#### Your task:
The word to find is "praise". Copy each line of the material that contains it.

Segment Start: Data for the task

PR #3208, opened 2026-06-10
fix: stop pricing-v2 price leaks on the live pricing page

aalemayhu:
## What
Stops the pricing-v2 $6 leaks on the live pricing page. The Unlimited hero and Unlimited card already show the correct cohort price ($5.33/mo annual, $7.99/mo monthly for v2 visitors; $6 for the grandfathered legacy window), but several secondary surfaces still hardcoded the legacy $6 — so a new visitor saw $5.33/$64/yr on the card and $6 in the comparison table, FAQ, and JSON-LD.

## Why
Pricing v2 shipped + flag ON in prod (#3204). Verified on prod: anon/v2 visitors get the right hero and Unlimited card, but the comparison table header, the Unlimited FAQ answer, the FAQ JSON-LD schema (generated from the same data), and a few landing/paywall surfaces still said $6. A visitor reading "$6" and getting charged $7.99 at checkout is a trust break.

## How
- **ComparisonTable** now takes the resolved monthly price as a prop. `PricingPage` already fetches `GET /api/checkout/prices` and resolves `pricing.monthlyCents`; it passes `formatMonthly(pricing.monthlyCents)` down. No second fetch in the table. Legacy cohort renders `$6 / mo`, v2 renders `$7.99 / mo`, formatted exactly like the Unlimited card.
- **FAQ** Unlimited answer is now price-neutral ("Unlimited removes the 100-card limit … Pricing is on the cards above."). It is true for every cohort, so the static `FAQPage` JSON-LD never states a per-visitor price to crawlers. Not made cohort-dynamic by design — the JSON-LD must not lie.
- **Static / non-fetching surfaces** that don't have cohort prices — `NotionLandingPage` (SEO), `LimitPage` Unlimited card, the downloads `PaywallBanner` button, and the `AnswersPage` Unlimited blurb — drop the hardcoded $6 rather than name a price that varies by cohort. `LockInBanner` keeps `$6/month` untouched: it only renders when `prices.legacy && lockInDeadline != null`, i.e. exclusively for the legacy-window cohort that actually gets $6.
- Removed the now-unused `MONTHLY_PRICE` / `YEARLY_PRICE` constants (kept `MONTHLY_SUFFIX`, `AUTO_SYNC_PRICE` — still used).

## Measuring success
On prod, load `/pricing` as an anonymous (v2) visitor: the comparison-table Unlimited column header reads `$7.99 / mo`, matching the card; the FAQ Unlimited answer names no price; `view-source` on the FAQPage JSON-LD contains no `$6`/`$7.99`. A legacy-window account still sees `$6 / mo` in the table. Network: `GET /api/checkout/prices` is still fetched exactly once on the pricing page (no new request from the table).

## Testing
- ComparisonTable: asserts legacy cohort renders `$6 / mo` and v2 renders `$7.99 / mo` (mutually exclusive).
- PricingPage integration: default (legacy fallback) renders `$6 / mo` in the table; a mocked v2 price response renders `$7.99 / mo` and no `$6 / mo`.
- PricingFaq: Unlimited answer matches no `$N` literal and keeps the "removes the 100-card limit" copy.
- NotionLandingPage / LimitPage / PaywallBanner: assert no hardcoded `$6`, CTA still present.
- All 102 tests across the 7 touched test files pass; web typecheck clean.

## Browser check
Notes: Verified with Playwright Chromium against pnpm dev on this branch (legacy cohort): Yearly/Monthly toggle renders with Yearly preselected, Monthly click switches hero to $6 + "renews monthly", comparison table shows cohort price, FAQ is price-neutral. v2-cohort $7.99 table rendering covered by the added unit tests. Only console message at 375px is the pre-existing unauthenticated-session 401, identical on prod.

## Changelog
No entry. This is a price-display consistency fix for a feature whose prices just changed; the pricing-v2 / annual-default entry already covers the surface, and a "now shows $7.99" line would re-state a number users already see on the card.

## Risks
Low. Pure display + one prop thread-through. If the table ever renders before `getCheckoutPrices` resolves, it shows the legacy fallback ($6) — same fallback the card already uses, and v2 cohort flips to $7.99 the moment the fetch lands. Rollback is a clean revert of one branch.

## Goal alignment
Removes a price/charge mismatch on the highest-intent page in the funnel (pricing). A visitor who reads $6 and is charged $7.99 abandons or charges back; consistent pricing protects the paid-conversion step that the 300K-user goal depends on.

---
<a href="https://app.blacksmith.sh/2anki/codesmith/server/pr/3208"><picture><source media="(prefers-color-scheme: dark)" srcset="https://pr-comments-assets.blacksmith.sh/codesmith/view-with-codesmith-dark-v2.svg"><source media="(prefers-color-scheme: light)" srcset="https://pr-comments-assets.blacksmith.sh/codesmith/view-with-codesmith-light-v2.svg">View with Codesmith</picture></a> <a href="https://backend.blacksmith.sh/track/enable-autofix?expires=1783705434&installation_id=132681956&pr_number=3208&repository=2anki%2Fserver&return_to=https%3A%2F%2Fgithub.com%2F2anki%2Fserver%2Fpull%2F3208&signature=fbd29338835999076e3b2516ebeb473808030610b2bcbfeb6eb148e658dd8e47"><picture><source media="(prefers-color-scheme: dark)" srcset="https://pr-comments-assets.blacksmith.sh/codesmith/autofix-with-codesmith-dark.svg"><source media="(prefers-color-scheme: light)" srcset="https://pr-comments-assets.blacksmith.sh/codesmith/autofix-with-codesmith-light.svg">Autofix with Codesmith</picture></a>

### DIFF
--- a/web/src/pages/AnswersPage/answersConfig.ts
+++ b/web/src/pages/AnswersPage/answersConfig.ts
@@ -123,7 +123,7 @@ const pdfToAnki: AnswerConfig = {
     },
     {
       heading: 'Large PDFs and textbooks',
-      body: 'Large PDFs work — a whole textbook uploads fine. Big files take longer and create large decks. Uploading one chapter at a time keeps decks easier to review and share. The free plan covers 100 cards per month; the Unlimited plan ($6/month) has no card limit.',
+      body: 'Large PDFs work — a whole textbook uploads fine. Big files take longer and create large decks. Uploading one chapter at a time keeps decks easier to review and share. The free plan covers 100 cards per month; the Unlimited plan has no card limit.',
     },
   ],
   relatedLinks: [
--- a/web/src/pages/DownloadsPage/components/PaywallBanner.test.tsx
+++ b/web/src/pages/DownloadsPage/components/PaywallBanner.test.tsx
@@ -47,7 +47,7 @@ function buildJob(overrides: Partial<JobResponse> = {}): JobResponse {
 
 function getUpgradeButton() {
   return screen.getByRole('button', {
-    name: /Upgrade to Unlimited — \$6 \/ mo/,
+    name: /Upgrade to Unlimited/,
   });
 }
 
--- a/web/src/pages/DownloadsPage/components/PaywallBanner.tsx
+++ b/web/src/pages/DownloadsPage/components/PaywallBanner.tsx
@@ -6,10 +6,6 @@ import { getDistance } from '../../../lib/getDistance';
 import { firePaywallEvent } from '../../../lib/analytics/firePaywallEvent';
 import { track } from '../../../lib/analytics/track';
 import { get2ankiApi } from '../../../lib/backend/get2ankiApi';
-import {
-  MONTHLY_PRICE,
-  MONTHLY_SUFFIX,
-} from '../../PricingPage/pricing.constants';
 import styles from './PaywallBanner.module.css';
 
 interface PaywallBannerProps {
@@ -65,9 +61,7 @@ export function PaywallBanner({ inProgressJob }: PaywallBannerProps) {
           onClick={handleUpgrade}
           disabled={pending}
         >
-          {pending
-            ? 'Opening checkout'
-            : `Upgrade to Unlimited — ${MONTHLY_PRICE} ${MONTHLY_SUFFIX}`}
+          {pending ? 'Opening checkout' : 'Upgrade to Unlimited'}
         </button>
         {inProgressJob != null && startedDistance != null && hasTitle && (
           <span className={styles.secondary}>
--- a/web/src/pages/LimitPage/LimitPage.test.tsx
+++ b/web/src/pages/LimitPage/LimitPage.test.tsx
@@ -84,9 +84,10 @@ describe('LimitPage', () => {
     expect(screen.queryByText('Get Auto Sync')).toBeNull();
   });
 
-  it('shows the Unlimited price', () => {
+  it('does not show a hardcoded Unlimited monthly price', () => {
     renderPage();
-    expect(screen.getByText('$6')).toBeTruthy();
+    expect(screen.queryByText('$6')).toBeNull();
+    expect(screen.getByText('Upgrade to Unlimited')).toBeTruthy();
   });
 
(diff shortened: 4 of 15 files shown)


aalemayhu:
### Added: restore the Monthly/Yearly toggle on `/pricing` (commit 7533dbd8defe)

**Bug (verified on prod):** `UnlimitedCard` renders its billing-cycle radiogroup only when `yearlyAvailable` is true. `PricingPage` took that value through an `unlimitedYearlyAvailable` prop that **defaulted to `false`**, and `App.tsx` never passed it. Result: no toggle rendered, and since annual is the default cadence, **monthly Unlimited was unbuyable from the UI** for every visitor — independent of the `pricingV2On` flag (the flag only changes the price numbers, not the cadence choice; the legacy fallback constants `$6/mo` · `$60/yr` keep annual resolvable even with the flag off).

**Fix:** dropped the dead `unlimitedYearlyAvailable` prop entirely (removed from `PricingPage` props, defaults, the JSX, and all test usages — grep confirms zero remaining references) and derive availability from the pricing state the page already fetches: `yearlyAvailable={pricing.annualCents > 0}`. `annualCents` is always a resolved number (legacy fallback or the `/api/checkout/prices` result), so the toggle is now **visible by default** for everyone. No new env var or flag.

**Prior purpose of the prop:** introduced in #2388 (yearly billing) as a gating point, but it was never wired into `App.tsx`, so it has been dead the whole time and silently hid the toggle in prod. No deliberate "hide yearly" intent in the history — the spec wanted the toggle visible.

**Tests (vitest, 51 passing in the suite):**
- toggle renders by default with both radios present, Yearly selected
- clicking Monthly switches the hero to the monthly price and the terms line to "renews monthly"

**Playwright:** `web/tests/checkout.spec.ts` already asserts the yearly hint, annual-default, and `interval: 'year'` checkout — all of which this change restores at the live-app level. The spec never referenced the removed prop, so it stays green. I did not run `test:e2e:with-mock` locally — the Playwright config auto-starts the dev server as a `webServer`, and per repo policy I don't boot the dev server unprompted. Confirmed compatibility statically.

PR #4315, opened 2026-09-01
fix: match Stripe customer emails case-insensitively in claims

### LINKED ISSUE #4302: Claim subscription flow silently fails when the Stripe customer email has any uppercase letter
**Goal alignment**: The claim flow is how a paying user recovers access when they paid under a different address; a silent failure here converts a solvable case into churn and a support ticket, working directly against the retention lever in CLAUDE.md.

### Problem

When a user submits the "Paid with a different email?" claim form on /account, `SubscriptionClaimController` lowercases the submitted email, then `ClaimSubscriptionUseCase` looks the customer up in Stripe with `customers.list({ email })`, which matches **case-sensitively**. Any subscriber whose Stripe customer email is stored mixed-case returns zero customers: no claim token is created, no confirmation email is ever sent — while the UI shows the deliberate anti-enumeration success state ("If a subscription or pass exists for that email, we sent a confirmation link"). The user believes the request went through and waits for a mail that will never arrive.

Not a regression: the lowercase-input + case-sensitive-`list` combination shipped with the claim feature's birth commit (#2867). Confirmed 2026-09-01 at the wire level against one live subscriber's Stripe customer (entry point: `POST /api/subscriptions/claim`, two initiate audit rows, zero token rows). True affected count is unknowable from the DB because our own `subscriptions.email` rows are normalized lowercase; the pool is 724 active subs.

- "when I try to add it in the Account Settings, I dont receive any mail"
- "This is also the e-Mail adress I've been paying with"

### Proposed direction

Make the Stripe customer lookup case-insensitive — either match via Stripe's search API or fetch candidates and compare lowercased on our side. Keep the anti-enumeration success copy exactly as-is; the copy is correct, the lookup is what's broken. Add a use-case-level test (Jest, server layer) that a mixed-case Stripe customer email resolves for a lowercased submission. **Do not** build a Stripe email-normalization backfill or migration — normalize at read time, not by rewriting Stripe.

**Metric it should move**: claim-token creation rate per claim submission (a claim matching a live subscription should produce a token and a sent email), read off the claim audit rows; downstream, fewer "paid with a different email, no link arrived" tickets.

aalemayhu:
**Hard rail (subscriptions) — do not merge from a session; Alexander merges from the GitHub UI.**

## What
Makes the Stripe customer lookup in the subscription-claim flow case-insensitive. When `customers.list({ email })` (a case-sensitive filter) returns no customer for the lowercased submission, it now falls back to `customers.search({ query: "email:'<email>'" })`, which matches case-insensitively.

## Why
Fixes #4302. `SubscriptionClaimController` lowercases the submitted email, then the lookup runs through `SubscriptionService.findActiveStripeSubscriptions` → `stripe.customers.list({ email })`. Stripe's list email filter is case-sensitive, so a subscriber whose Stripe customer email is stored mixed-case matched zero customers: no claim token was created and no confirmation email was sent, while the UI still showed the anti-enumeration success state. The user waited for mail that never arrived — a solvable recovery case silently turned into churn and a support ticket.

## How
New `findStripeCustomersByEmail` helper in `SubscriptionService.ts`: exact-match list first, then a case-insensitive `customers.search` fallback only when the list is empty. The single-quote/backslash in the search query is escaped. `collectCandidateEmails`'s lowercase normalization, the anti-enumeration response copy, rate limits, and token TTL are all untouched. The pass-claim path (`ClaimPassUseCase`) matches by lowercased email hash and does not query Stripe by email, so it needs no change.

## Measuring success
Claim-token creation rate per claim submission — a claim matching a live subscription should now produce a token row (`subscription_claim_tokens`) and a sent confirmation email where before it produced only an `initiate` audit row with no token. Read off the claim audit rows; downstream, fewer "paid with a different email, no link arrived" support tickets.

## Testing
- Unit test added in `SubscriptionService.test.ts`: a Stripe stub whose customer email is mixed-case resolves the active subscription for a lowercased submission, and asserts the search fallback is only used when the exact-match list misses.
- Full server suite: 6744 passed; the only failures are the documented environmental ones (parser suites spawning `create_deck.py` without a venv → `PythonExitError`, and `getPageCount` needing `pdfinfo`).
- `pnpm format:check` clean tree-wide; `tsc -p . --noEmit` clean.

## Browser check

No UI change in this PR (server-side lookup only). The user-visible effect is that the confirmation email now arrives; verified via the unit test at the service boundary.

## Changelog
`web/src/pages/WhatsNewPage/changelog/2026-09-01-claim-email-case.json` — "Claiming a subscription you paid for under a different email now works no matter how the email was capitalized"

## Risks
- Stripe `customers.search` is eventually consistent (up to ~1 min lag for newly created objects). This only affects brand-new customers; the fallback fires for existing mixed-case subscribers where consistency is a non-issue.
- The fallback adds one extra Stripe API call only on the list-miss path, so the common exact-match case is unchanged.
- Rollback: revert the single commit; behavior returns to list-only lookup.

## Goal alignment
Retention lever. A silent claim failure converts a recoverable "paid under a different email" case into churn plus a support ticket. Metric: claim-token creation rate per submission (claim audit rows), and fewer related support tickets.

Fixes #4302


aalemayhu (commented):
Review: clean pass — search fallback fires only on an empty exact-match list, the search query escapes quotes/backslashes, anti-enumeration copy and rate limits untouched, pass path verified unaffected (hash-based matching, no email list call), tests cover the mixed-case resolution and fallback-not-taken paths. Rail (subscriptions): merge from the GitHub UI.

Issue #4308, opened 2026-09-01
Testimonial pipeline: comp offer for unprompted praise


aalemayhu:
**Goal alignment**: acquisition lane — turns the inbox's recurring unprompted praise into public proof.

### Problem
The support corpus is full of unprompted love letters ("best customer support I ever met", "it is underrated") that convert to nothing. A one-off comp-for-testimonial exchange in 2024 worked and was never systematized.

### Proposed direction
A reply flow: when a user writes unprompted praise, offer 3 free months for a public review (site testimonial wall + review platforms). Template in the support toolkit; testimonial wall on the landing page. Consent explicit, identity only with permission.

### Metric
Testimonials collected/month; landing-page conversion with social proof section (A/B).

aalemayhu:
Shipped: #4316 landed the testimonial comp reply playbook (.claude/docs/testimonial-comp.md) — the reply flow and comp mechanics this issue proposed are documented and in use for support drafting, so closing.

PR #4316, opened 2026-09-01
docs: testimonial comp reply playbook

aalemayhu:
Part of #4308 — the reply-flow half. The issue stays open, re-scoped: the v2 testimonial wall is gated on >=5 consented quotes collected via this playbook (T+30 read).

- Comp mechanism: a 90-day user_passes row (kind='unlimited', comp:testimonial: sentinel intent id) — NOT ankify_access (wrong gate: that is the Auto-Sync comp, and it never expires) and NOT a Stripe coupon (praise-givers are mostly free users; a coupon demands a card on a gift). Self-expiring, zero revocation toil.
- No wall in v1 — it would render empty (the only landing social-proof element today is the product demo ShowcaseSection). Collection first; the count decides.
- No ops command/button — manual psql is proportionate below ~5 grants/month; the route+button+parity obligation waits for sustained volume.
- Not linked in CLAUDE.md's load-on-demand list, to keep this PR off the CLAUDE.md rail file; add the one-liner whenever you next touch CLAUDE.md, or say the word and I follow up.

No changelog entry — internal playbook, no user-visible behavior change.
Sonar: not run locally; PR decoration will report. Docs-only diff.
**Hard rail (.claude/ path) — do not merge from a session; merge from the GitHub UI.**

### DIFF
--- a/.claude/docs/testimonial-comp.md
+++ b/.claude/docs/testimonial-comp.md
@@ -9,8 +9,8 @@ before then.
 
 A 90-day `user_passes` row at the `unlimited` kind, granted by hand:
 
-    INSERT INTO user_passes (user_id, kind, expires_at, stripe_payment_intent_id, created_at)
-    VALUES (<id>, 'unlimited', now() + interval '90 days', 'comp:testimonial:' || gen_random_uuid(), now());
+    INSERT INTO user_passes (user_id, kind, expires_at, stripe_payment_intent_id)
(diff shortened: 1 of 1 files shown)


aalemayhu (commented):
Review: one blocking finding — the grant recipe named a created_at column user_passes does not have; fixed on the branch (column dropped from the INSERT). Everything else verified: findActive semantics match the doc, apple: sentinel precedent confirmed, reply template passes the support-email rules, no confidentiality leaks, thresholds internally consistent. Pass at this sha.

Segment End: Data for the task

#### Exercise output:
Testimonial pipeline: comp offer for unprompted praise
**Goal alignment**: acquisition lane — turns the inbox's recurring unprompted praise into public proof.
A reply flow: when a user writes unprompted praise, offer 3 free months for a public review (site testimonial wall + review platforms). Template in the support toolkit; testimonial wall on the landing page. Consent explicit, identity only with permission.
- Comp mechanism: a 90-day user_passes row (kind='unlimited', comp:testimonial: sentinel intent id) — NOT ankify_access (wrong gate: that is the Auto-Sync comp, and it never expires) and NOT a Stripe coupon (praise-givers are mostly free users; a coupon demands a card on a gift). Self-expiring, zero revocation toil.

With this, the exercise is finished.